Совершенно очевидно, что Гегель в философском плане пошел достаточно далеко вперед по сравнению со своими предшественниками. Он сделал первый шаг на пути к философскому пониманию действительного отношения и взаимодействия между человеком и природой. У Канта и Фихте в этом вопросе царит абстрактный дуализм: природу они рассматривали как пассивное поле деятельности или просто как нечто, ограничивающее человеческую деятельность. По этой причине сама деятельность — как в свое время Гегель говорил о Фихте — превращается в "чистые и отвратительные высоты" абстрактной морали. Из этого не могло бы получиться ничего кроме "дурной бесконечности", бесконечного прогресса.

Шеллинг, правда, предпринял попытку превратить субъективные положения "Критики способности суждения" в объективные, однако делает он это лишь в непосредственной, абстрактной, декларативной манере, при этом отчасти запутывается в сетяx мистики, отчасти же остается в рамках учения Канта. Он пытается схватить единство природы и человека посредством мысли, что само по себе не лишено интереса и не лишено философской глубины: он видит во Вселенной единый процесс деятельности, в котором между человеком и природой существует лишь одно различие, заключающееся в том, что деятельность природы является несознательной, а человеческая деятельность сознательна. Однако действительная глубина (и реальная ограниченность) этой мысли может выявиться только при конкретизации этих двух видов деятельности. Для Шеллинга не существовало возможности научного познания "бессознательного продуцирования" природы. То, что он не знал, он обычно возмещал более или менее остроумными конструкциями. Шеллинг никогда не предпринимал какой-либо попытки конкретизировать свое понимание сознательной деятельности человека. Единственный тип человеческой деятельности, который он действительно и с пониманием исследовал, это была художественная деятельность. Но и она философски служит ему лишь для того, чтобы найти более или менее приемлемую аналогию для мистики интеллектуальной интуиции.
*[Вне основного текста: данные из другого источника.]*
PR #539, opened 2024-01-16
Add agent configuration functionality

dhurley:
### Proposed changes

Add the ability to configure the following:

- Change log level and log file path
- Change process monitoring frequency
- Change dataplane API host & port

### Checklist


internal/app.go
```diff
@@ -10,44 +10,56 @@ package internal
...
 
-type App struct{}
+type App struct {
+	commit  string
+	version string
+}
 
-func NewApp() *App {
-	return &App{}
+func NewApp(commit string, version string) *App {
```
olli-holmala, line 26:
```suggestion
func NewApp(commit, version string) *App {
```

internal/logger/looger_test.go
```diff
@@ -0,0 +1,105 @@
+/**
```
olli-holmala, line 1: File name `looger` => `logger`

internal/logger/logger.go
```diff
@@ -0,0 +1,71 @@
...
+	)
+
+	return slog.New(handler)
+}
+
+func getLogLevel(level string) slog.Level {
+	if level == "" {
+		return slog.LevelInfo
+	}
+	return logLevels[strings.ToLower(level)]
```
olli-holmala, line 46: What about if the log level is not found from the `logLevels` map?

dhurley: It returns level info by default if not found

internal/config/flags.go
```diff
@@ -0,0 +1,79 @@
...
+import (
+	"time"
+
+	flag "github.com/spf13/pflag"
+)
+
+// Registrable registers a pflag
+type Registrable interface {
+	register(*flag.FlagSet)
+}
```
olli-holmala, line 19: I know this is likely copied code from v2 but per Go's naming guide this should be called `Registerer`: https://go.dev/doc/effective_go#interface-names

oliveromahony: Maybe name it something more appropriate with the -er suffix then?

internal/config/flags.go
```diff
@@ -0,0 +1,79 @@
...
+
+type StringFlag struct {
```
olli-holmala, line 21: nit: do we wanna wrap these under the same `type` block? i.e.
```go
type (
  StringFlag struct {
    Name         string
    Usage        string
    DefaultValue string
  }

  StringSliceFlag struct {
    Name         string
    Usage        string
    DefaultValue []string
  }

  ...
)
```

internal/config/types.go
```diff
@@ -0,0 +1,32 @@
...
+	DataplaneAPI   DataplaneAPI   `mapstructure:"dataplane_api" yaml:"-"`
+}
+
+type Log struct {
+	Level string `mapstructure:"level" yaml:"-"`
+	Path  string `mapstructure:"path" yaml:"-"`
+}
+
+type ProcessMonitor struct {
+	MonitoringFrequency time.Duration `mapstructure:"monitoring_frequency" yaml:"-"`
```
olli-holmala, line 26: Should `MonitoringFrequency` also be defined here in this file?

internal/logger/logger.go
```diff
@@ -0,0 +1,71 @@
...
+		if fileInfo.IsDir() {
+			logPath = path.Join(logPath, defaultLogFile)
+		}
+
+		logFileHandle, err := os.OpenFile(logPath, os.O_WRONLY|os.O_CREATE|os.O_APPEND, 0o600)
+		if err != nil {
+			slog.Error("failed to open log file, proceeding to log only to stdout/stderr", "error", err)
+			return os.Stderr
+		}
+		return logFileHandle
```
olli-holmala: Since the `logFile` argument comes from user input, this code will likely return an error from our static analyzer for Path Traversal Attacks: https://owasp.org/www-community/attacks/Path_Traversal

We'd need to resolve symlinks and ensure that we are working in a trusted path to avoid that error. Here's a good Go guide for avoiding it: https://www.stackhawk.com/blog/golang-path-traversal-guide-examples-and-prevention/

internal/config/flags.go
dhurley: Removing Registrable as its not needed anymore

internal/config/flags.go
dhurley: Removing flags.go

internal/app.go
```diff
@@ -10,44 +10,56 @@ package internal
...
 
-func NewApp() *App {
-	return &App{}
+func NewApp(commit, version string) *App {
+	return &App{commit, version}
 }
 
-func (*App) Run() error {
-	ctx := context.Background()
+func (a *App) Run() error {
```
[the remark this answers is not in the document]
olli-holmala: The one letter method receiver is, unfortunately, idiomatic to Go: https://go.dev/wiki/CodeReviewComments#receiver-names

But I'm okay with breaking convention for this case, since `app` is such a short word anyway.

olli-holmala (approved):

internal/logger/logger.go
dhurley: For log files I think allowing the user to freely specify where they want their logs to be written to is ok, but we will be adding an `allowedDirectories` map in another PR that we can use to validate config file paths for NGINX, Unit, etc.

internal/app.go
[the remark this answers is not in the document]
dhurley: I'd be more inclined to follow the convention in Go just to be consistent.

nginx-agent.conf
```diff
@@ -0,0 +1,24 @@
...
+  # set log path. if empty, don't log to file.
+  path: /var/log/nginx-agent/
+
+dataplane_api:
+  # The port at which NGINX Agent accepts remote connections
+  # The API address and port allow for remote management of NGINX and NGINX Agent
+  #
+  # ~~~ WARNING ~~~ 
+  # Set API address to allow remote management
+  # host: 127.0.0.1
```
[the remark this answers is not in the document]
dhurley: By default, the agent won't enable the dataplane API until the user updates your nginx-agent.conf. We will add documentation later on how to install the agent and configure it for different use cases.

aphralG (approved):

oliveromahony (approved):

Причем в этом вопросе он даже не выходит за рамки кантовско-фихтеанского бесконечного прогресса. "Противоположность между сознательной и бессознательной деятельностями необходимо бесконечна, ибо. если бы она была упразднена, то было бы тем самым упразднено и явление свободы, покоящейся только на этой противоположности"[14]. В этом пункте шеллингианской телеологии Гегель совершенно спокойно мог бы применить свою критику, направленную против воззрений Канта и Фихте.